# Evaluation of $f(a,b) = \min\left(\max\left(a^2+b\;,b^2+a\right)\right)$

Evaluation of $f(a,b) = \min\left(\max\left(a^2+b\;,b^2+a\right)\right)\;,$ Where $a,b\in \mathbb{R}$

$\bf{My\; Try::}$ First we have to calculate $\max(a^2+b,b^2+a) = \left\{\begin{matrix} a^2+b& \;,a^2+b>b^2+a \\\\ b^2+a& \;,a^2+b\leq b^2+a \\ \end{matrix}\right.$

Now For $\bf{I^{st}}$ case, Here $f(a,b) = a^2+b\;\;,$If $a^2+b>b^2+a\Rightarrow (a-b)\cdot (a+b-1)>0$

Similarly For $\bf{II^{st}}$ case, $f(a,b) = b^2+a\;\;,$If $a^2+b\leq b^2+a\Rightarrow (a-b)\cdot (a+b-1)\leq 0$

Now I did not understand how can i solve it, Help me

Thanks

• How can you take the minimum of one number? – user137731 May 17 '15 at 4:50

(Update)

I assume that you want to compute the quantity $$Q:=\min_{(a,b)\in{\Bbb R}^2}\max\{a^2+b,b^2+a\}\ .$$ The difference $$(b^2+a)-(a^2+b)=(b-a)(b+a-1)$$ vanishes when $u:=b-a=0$, or when $v:=a+b-1=0$. This suggest that we introduce $u$ and $v$ as new variables, which leads to $$2a=1-u+v,\quad 2b=1+u+v\qquad\bigl((u,v)\in{\Bbb R}^2\bigr)\ .\tag{1}$$ One then computes $$4(a^2+b)=3+4v+(u-v)^2,\quad 4(b^2+a)=3+4v+(u+v)^2\ .$$ It follows that $$\max\{a^2+b,b^2+a\}={1\over4}\bigl(3+4v+\max\{(u-v)^2,(u+v)^2\}={1\over4}\bigl(3+4v+\bigl(|u|+|v|\bigr)^2\bigr)\ .$$ Now we have to minimize the right hand side over $(u,v)\in{\Bbb R}^2$. For given $v$ this is minimal when $u=0$, so that we are left with the task to minimize $$f(v):={1\over4}(3+4v+v^2)={1\over4}\bigl((v+2)^2-1\bigr)\ .$$ The minimum $-{1\over4}$ is taken when $v=-2$. Putting $u=0$, $v=-2$ in $(1)$ leads to $a=b=-{1\over2}$.
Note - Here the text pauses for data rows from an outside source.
PR #1408, opened 2018-08-02
Prototype for outbreak phylogenetic trees

cdebourcy:


app/assets/src/components/PhyloTree.jsx
```diff
@@ -0,0 +1,76 @@
+import axios from "axios";
+import React from "react";
+import { Button } from "semantic-ui-react";
+import PhyloTreeViz from "./PhyloTreeViz";
+
+class PhyloTree extends React.Component {
```
tfrcarvalho: Can you do a little refactoring for future compliance:
1) Create a folder `views/phylo_tree`
2) Move all phylo tree js files in there
3) Renave `PhyloTree` -> `PhyloTreeView`

app/assets/src/components/PhyloTreeList.jsx
```diff
@@ -0,0 +1,40 @@
+import React from "react";
+class PhyloTreeList extends React.Component {
```
tfrcarvalho: We should probably have a component for "list views". Is this type of views used anywhere else already?

app/assets/src/components/PipelineSampleReport.jsx
```diff
@@ -896,12 +903,14 @@ class PipelineSampleReport extends React.Component {
...
-      assemblyDot = (
+    if (taxInfo.tax_id > 0 && taxInfo.tax_level == 1 && taxInfo.NT.r > 0)
+      // right now, tree pipeline is only implemented for tax_level 1, but may change in future
+      phyloTreeDot = (
         <i
           data-tax-id={taxInfo.tax_id}
-          onClick={this.downloadAssemblyLink}
-          className="fa fa-gg"
+          data-tax-level={taxInfo.tax_level}
+          onClick={this.gotoTreeLink}
```
tfrcarvalho: It is better to have explicit calls: `onClick={()=> this.goToTreeLink(taxInfo)}`

app/assets/src/styles/phylo_tree_viz.scss
```diff
@@ -0,0 +1,105 @@
+.dropdown-menu {
```
tfrcarvalho: Also create same structure as for the js components: `styles/views/phylo_tree/`

app/views/phylo_trees/show.html.erb
```diff
@@ -0,0 +1,12 @@
+<div id="PhyloTree_page">
+  <%= javascript_tag do %>
+    react_component('PhyloTree', {
+    csrf: '<%= form_authenticity_token %>',
+    taxon: JSON.parse('<%= raw escape_json(@taxon) %>'),
+    project: JSON.parse('<%= raw escape_json(@project) %>'),
+    samples: JSON.parse('<%= raw escape_json(@samples) %>'),
+    pipeline_runs: JSON.parse('<%= raw escape_json(@pipeline_runs) %>'),
+    phylo_tree: JSON.parse('<%= raw escape_json(@phylo_tree) %>')
```
tfrcarvalho: Use camelCase on JSON too.

app/assets/src/components/PipelineSampleReport.jsx
```diff
@@ -896,12 +903,14 @@ class PipelineSampleReport extends React.Component {
           aria-hidden="true"
         />
       );
-    if (reportDetails.assembled_taxids.indexOf(taxInfo.tax_id.toString()) >= 0)
-      assemblyDot = (
+    if (taxInfo.tax_id > 0 && taxInfo.tax_level == 1 && taxInfo.NT.r > 0)
```
tfrcarvalho: As discussed, constrain to admin for now.

app/models/phylo_tree.rb
```diff
@@ -0,0 +1,154 @@
...
+  end
+
+  def fetch_dag_version
+    # Needed to build full idseq-dag output path.
+    return dag_version if dag_version.present?
+    # If not present yet, need to fetch it.
+    # TEMP HACK:
+    # Assume version folder is the only folder in phylo_trees folder.
+    # Right now, assume each tree can only run once, so only 1 version ever.
+    stdout, _stderr, status = Open3.capture3("aws s3 ls #{phylo_tree_output_s3_path}/ | grep PRE | awk '{print $2}' | head -n1")
```
yunfangjuan: this is a bit cryptic. example input and output?

app/models/phylo_tree.rb
```diff
@@ -0,0 +1,154 @@
...
+    job_status, self.job_log_id, _job_hash, self.job_description = PipelineRunStage.job_info(job_id, id)
+    if job_status == PipelineRunStage::STATUS_FAILED ||
+       (job_status == "SUCCEEDED" && !Open3.capture3("aws", "s3", "ls", newick_s3_path)[2].exitstatus.zero?)
+      self.status = STATUS_FAILED
+      save
+    end
+  end
+
+  def aegea_command(base_command)
+    "aegea batch submit --command=\"#{base_command}\" " \
```
yunfangjuan: this seems to be copied from somewhere?

cdebourcy: refactor - make common helper with pipeline_run

app/lib/dags/phylo_tree.json.erb
```diff
@@ -0,0 +1,37 @@
+{
+  "output_dir_s3": "<%= @attribute_dict[:phylo_tree_output_s3_path] %>",
+  "targets": {
+    "taxon_fasta_in": [
+      <% @attribute_dict[:taxon_fasta_files].each do |tff| %>
```
cdebourcy: move fasta generation inside dag step

app/models/phylo_tree.rb
```diff
@@ -0,0 +1,154 @@
...
+    " --storage /mnt=#{Sample::DEFAULT_STORAGE_IN_GB} --volume-type gp2 --ecr-image idseq_phylo --memory #{Sample::DEFAULT_MEMORY_IN_MB}" \
```
cdebourcy: put into same docker image

app/controllers/phylo_trees_controller.rb
```diff
@@ -0,0 +1,85 @@
...
+    if project_id
+      @project = current_power.projects.find(project_id)
+      @phylo_trees = PhyloTree.where(project_id: project_id.to_i)
+    else
+      @project = []
+      @phylo_trees = PhyloTree.where(project_id: current_power.projects.pluck(:id))
+    end
+  end
+
+  def show
```
cdebourcy: separate into "new" and "show"

app/controllers/phylo_trees_controller.rb
```diff
@@ -0,0 +1,85 @@
...
+      pipeline_run_ids = params[:pipeline_run_ids].split(",").map(&:to_i)
+      pt = PhyloTree.create(taxid: taxid, tax_level: tax_level, tax_name: tax_name, user_id: current_user.id, project_id: @project.id, pipeline_run_ids: pipeline_run_ids)
+      Resque.enqueue(KickoffPhyloTree, pt.id)
+      render json: { status: :ok, message: "tree creation job submitted" }
+    end
+  end
+
+  private
+
+  def set_project
```
cdebourcy: can keep tree permissions at project level. E.g. I create a tree in my project, which is to include some public samples from another project

cdebourcy: have to have edit access to project to create tree in that project

app/assets/src/components/PipelineSampleReport.jsx
cdebourcy: ok

app/assets/src/components/PhyloTreeViz.jsx
```diff
@@ -0,0 +1,63 @@
+import axios from "axios";
+import d3 from "d3";
+import phylotree from "phylotree";
+import React from "react";
+
+class PhyloTreeViz extends React.Component {
```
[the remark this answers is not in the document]
cdebourcy: yes, have state now

app/assets/src/components/PhyloTreeViz.jsx
```diff
@@ -0,0 +1,63 @@
...
+  constructor(props) {
+    super();
+    this.phylo_tree = props.phylo_tree;
+    this.createTreeViz = this.createTreeViz.bind(this);
+  }
+
+  componentDidMount() {
+    this.createTreeViz();
+  }
+  componentDidUpdate() {
```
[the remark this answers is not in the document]
cdebourcy: no

app/assets/src/components/PhyloTreeList.jsx
cdebourcy: not really. Well, Samples.jsx is one, but it's not very reusable in this case

app/assets/src/components/PipelineSampleReport.jsx
cdebourcy: done

app/assets/src/components/PhyloTree.jsx
```diff
@@ -0,0 +1,76 @@
...
+  constructor(props) {
+    super();
+    this.csrf = props.csrf;
+    this.taxon = props.taxon;
+    this.project = props.project;
+    this.samples = props.samples;
+    this.pipeline_runs = props.pipeline_runs;
+    this.phylo_tree = props.phylo_tree;
```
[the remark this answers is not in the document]
cdebourcy: ok

app/views/phylo_trees/show.html.erb
cdebourcy: ok

app/assets/src/styles/views/phylo_tree/phylo_tree_viz.scss
```diff
@@ -0,0 +1,105 @@
...
+}
+
+.tree-scale-bar line,
+.tree-scale-bar path {
+  fill: none;
+  stroke: #000;
+  shape-rendering: crispEdges;
+}
+
+.node circle,
```
tfrcarvalho: Can you add these bellow a tree's specific class, i.e. add a phylo-tree-view class to the div containing the tree? 
(add all the styling on this file as children of the class you use for the container div for you visualization).

For instace `.node circle` would be applied to all our d3 visualizations that have a node.

app/assets/src/styles/views/phylo_tree_viz.scss
```diff
@@ -0,0 +1,105 @@
+.dropdown-menu {
```
tfrcarvalho: This is the same file as above, no?

app/assets/src/components/views/phylo_tree/PhyloTreeViz.jsx
```diff
@@ -0,0 +1,96 @@
...
+        );
+      });
+  }
+
+  render() {
+    let status_display, newick, tree;
+    if (this.phyloTree) {
+      switch (this.phyloTree.status) {
+        case 1:
+          status_display = "TREE IS READY";
```
tfrcarvalho: Why the ALL caps?

test/controllers/power_controller_test.rb
```diff
@@ -248,4 +248,59 @@ class PowerControllerTest < ActionDispatch::IntegrationTest
       access_sample_with_background(backgrounds(:background_for_project_one), samples(:joe_sample))
     end
   end
+
+  # phylo_trees
+  test 'joe can see joe_phylo_tree' do
```
tfrcarvalho: Is using `joe` as test subject ID Seq a standard? :)

tfrcarvalho:
Please, also wait for @yunfangjuan approvals on the backend parts of the code.

app/assets/src/components/PipelineSampleReport.jsx
```diff
@@ -854,14 +856,16 @@ class PipelineSampleReport extends React.Component {
...
   }
 
-  downloadAssemblyLink(e) {
-    const taxId = e.target.getAttribute("data-tax-id");
-    location.href = `/samples/${this.sample_id}/assembly/${taxId}`;
+  gotoTreeLink(taxid) {
+    window.open(
+      `/phylo_trees/index?taxid=${taxid}&project_id=${this.projectId}`,
+      "_blank"
+    );
```
jshoe: add "noopener", "hide_referrer" after "_blank"

https://www.jitbit.com/alexblog/256-targetblank---the-most-underestimated-vulnerability-ever/

app/assets/src/components/views/phylo_tree/PhyloTreeInputs.jsx
```diff
@@ -0,0 +1,237 @@
...
+    this.taxon = this.phyloTree
+      ? {
+          name: this.phyloTree.tax_name,
+          tax_level: this.phyloTree.tax_level,
+          taxid: this.phyloTree.taxid
+        }
+      : props.taxon;
+    this.project = props.project;
+    this.samples = props.samples;
+    this.MinReads = 5;
```
jshoe: nit: minReads ?

app/assets/src/components/views/phylo_tree/PhyloTreeInputs.jsx
```diff
@@ -0,0 +1,237 @@
+import axios from "axios";
+import React from "react";
+import { Input, Checkbox, Button, Accordion, Menu } from "semantic-ui-react";
+
+class PhyloTreeInputs extends React.Component {
```
jshoe: could you add a comment summarizing what a 'PhyloTreeInputs' represents

app/assets/src/components/views/phylo_tree/PhyloTreeInputs.jsx
```diff
@@ -0,0 +1,237 @@
...
+    let project_names = Object.keys(samples_by_project_name);
+
+    let sample_display_outside_project =
+      project_names.length === 0 ? null : (
+        <div>
+          <br />
+          <b>
+            {this.disabled
+              ? "Samples from other projects:"
+              : `You may wish samples from other projects that contain ${
```
jshoe: is this a typo? "You may wish samples"?

test/controllers/phylo_trees_controller_test.rb
```diff
@@ -0,0 +1,35 @@
...
+  end
+
+  test 'should get index' do
+    get "/phylo_trees/index"
+    assert_response :success
+  end
+
+  test 'should get new' do
+    taxid = 573
+    get "/phylo_trees/new?taxid=#{taxid}&project_id=#{@project.id}"
```
jshoe: wait will this fail if 573 already exists?

jshoe:
- Looks pretty good to me although would've been easier to review in smaller chunks? (e.g. with dag templating re-arrangement broken off)
- nit on keeping JS naming camelCase w.r.t. https://czi.quip.com/c7sGAU2bOXVX/IDSeq-Frontend-Development-Guidelines

app/assets/src/components/Samples.jsx
```diff
@@ -2092,6 +2102,16 @@ function ProjectInfoHeading({
         {table_download_dropdown}
         {compare_button}
         <BackgroundModal parent={parent} />
+        {parent.admin ? (
+          <ActiveInactiveButton
```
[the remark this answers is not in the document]

app/assets/src/components/views/phylo_tree/PhyloTreeInputs.jsx
cdebourcy: sure

app/assets/src/components/views/phylo_tree/PhyloTreeInputs.jsx
cdebourcy: ok

app/assets/src/components/views/phylo_tree/PhyloTreeInputs.jsx
cdebourcy: forgot "to include"

app/assets/src/components/views/phylo_tree/PhyloTreeViz.jsx
cdebourcy: Because the status display on the front page is also all caps

app/assets/src/components/views/phylo_tree/PhyloTreeViz.jsx
```diff
@@ -0,0 +1,96 @@
...
+          break;
+        case 2:
+          status_display = "TREE GENERATION FAILED";
+          break;
+        default:
+          status_display = "TREE GENERATION IN PROGRESS";
+      }
+    }
+    let retry_button = (
+      <Button primary onClick={this.retryTree}>
```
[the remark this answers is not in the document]
cdebourcy: ok

app/assets/src/styles/views/phylo_tree/phylo_tree_viz.scss
cdebourcy: I'll leave that for you in your UI work. Since I assume you'll replace the tree viz anyway

app/assets/src/styles/views/phylo_tree_viz.scss
cdebourcy: thanks, removing

app/assets/src/components/views/phylo_tree/PhyloTreeViz.jsx
tfrcarvalho: You can leave it as is for now but, for future reference, this should be a styling decision, i.e. you write normally, and then on styling you set all caps.

app/models/phylo_tree.rb
```diff
@@ -0,0 +1,147 @@
...
+    return if throttle && rand >= 0.1 # if throttling, do time-consuming aegea checks only 10% of the time
+    job_status, self.job_log_id, _job_hash, self.job_description = job_info(job_id, id)
+    if job_status == PipelineRunStage::STATUS_FAILED ||
+       (job_status == "SUCCEEDED" && !Open3.capture3("aws", "s3", "ls", newick_s3_path)[2].exitstatus.zero?)
+      self.status = STATUS_FAILED
+      save
+    end
+  end
+
+  def job_command
```
boris-dimitrov: On which thread is this executed?   On a webapp request response thread, or on the monitor main thread?

boris-dimitrov: If monitor, then we should make sure it doesn't take too long.    If webapp, I don't care.

app/models/pipeline_run.rb
```diff
@@ -432,13 +434,7 @@ def monitor_results
...
     # Get pipeline_version, which determines S3 locations of output files.
     # If pipeline version is not present, we cannot load results yet.
-    # [ We use "file_generated_since_run(pipeline_version_file)" because "pipeline_version_file"
-    #   is not in the versioned result folder, so it gets overwritten with each new run.
-    #   TODO: change that, so that we can get rid of "file_generated_since_run".
-    # ]
-    if pipeline_version.blank? && file_generated_since_run(pipeline_version_file)
-      update(pipeline_version: fetch_pipeline_version)
-    end
+    update_pipeline_version(self, :pipeline_version, pipeline_version_file)
```
boris-dimitrov: Can you make sure this does "aws s3 cp" only if it has to?   That is, if the version has already been retrieved earlier, it doesn't have to go to s3 for it again.

boris-dimitrov: Oh I see that's how it works already.

app/helpers/pipeline_runs_helper.rb
```diff
@@ -0,0 +1,96 @@
...
+    return false unless status.exitstatus.zero?
+    begin
+      s3_file_time = DateTime.strptime(stdout[0..18], "%Y-%m-%d %H:%M:%S")
+      return (s3_file_time && record.created_at && s3_file_time > record.created_at)
+    rescue
+      return nil
+    end
+  end
+
+  def update_pipeline_version(record, version_column, s3_version_file)
```
boris-dimitrov: Orthogonal to this pull request, but this is an awkward way to get the version.   When we dispatch a job, we know what version we are dispatching.  Extract the version there and store it;  then we don't have to poll and look if the timestamp is current.

test/controllers/phylo_trees_controller_test.rb
cdebourcy: no

app/models/phylo_tree.rb
cdebourcy: Neither -- it's executed as an asynchronous resque job enqueued upon the user's request. But the action responds immediately

app/models/pipeline_run.rb
cdebourcy: Yes

app/helpers/pipeline_runs_helper.rb
cdebourcy: Actually when we dispatch the job we don't know the version yet. As far as I know, we need to clone idseq-dag before we can check for the version. But yes, this has always felt awkward. If there were a way to just read a single file from github, that would allow us to easily get the version immediately upon dispatch rather than cloning the whole repo in the worker.

app/models/pipeline_run_stage.rb
```diff
@@ -226,12 +171,11 @@ def host_filtering_command
...
     dag_commands = prepare_dag("host_filter", attribute_dict)
 
-    upload_version = "idseq_dag --version | cut -f2 -d ' ' | aws s3 cp  - #{pipeline_run.pipeline_version_file} "
-    batch_command = [install_pipeline, upload_version, dag_commands].join("; ")
+    batch_command = [install_pipeline(pipeline_run.pipeline_commit), upload_version(pipeline_run.pipeline_version_file), dag_commands].join("; ")
 
     # Dispatch job
     memory = sample.sample_memory.present? ? sample.sample_memory : Sample::DEFAULT_MEMORY_IN_MB
-    aegea_batch_submit_command(batch_command, memory)
+    aegea_batch_submit_command(batch_command, memory, job_queue: pipeline_run.sample.job_queue)
```
boris-dimitrov: This change in particular looks like it might affect the batch queue to which host filtering jobs are sent.   Can you confirm those jobs would still go to the idseq_himem queue?   What need is, quite simply, host filtering and alignment viz on idseq_himem, and non-host-alignment on idseq.   Non-host-alignment should share queue with anything else.   Ideally host filtering would also not share queues with anything else, so some day we should create additional queues to support that.   Also add autoscaling for those.

cdebourcy: resolved

app/helpers/pipeline_runs_helper.rb
boris-dimitrov: Worthy of an issue.   I think there is a way to read a single file.  It's also possible to run the idseq-dag command with argument that is its githash, and then it would dump the version into a file named with the githash, so we don't have to check its timestamp.  But that's also cumbersome.

PR #1416, opened 2018-08-13
Fix bug with subcategory in sample view.

tfrcarvalho:
Fix bug with subcategory in sample view.


app/assets/src/components/PipelineSampleReport.jsx
```diff
@@ -583,14 +586,21 @@ class PipelineSampleReport extends React.Component {
     let includedSubcategories = newIncludedCategories.filter(category => {
       return category in this.category_child_parent;
     });
+
+    const allCategorySet = new Set(
```
cdebourcy: it seems this block appears twice

app/assets/src/components/PipelineSampleReport.jsx
```diff
@@ -54,6 +60,8 @@ class PipelineSampleReport extends React.Component {
       { text: "NR %id", value: "NR_percentidentity" },
       { text: "R log(1/e)", value: "NR_neglogevalue" }
     ];
+    this.category_child_parent = { Phage: "Viruses" };
+    this.category_parent_child = { Viruses: ["Phage"] };
```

• How about $a=b=- \frac{1}{2}$? – ThePortakal May 17 '15 at 15:58
• @ThePortakal: Thank you for spotting my blunder. – Christian Blatter May 17 '15 at 17:22

you can go on further, for example, 1st case:

sub case 1: $a \ge b, a+b \ge 1$ we need to find min$a^2+b$

$a^2+b=a^2-a+a+b \ge a^2-a+1=(a-\dfrac{1}{2})^2+\dfrac{3}{4} \ge \dfrac{3}{4}$ when $a=b=\dfrac{1}{2}$ get min.

rest cases you can do simliar thing.

I will also assume that you want to compute the quantity $Q:=\displaystyle\min_{(a,b) \in \mathbb{R}^2}\max(a^2+b,b^2+a)$

Notice that $\max(a^2+b,b^2+a)$ $\ge \dfrac{(a^2+b)+(b^2+a)}{2}$ $= \dfrac{1}{2}\left(a^2+a+b^2+b\right)$ $= \dfrac{1}{2}\left(a^2+a+\dfrac{1}{4}+b^2+b+\dfrac{1}{4}\right)-\dfrac{1}{4}$ $= \dfrac{1}{2}\left(a+\dfrac{1}{2}\right)^2+\dfrac{1}{2}\left(b+\dfrac{1}{2}\right)^2-\dfrac{1}{4} \ge -\dfrac{1}{4}$.

Can you figure out for what values of $a$ and $b$ do both of the inequalities become equalities?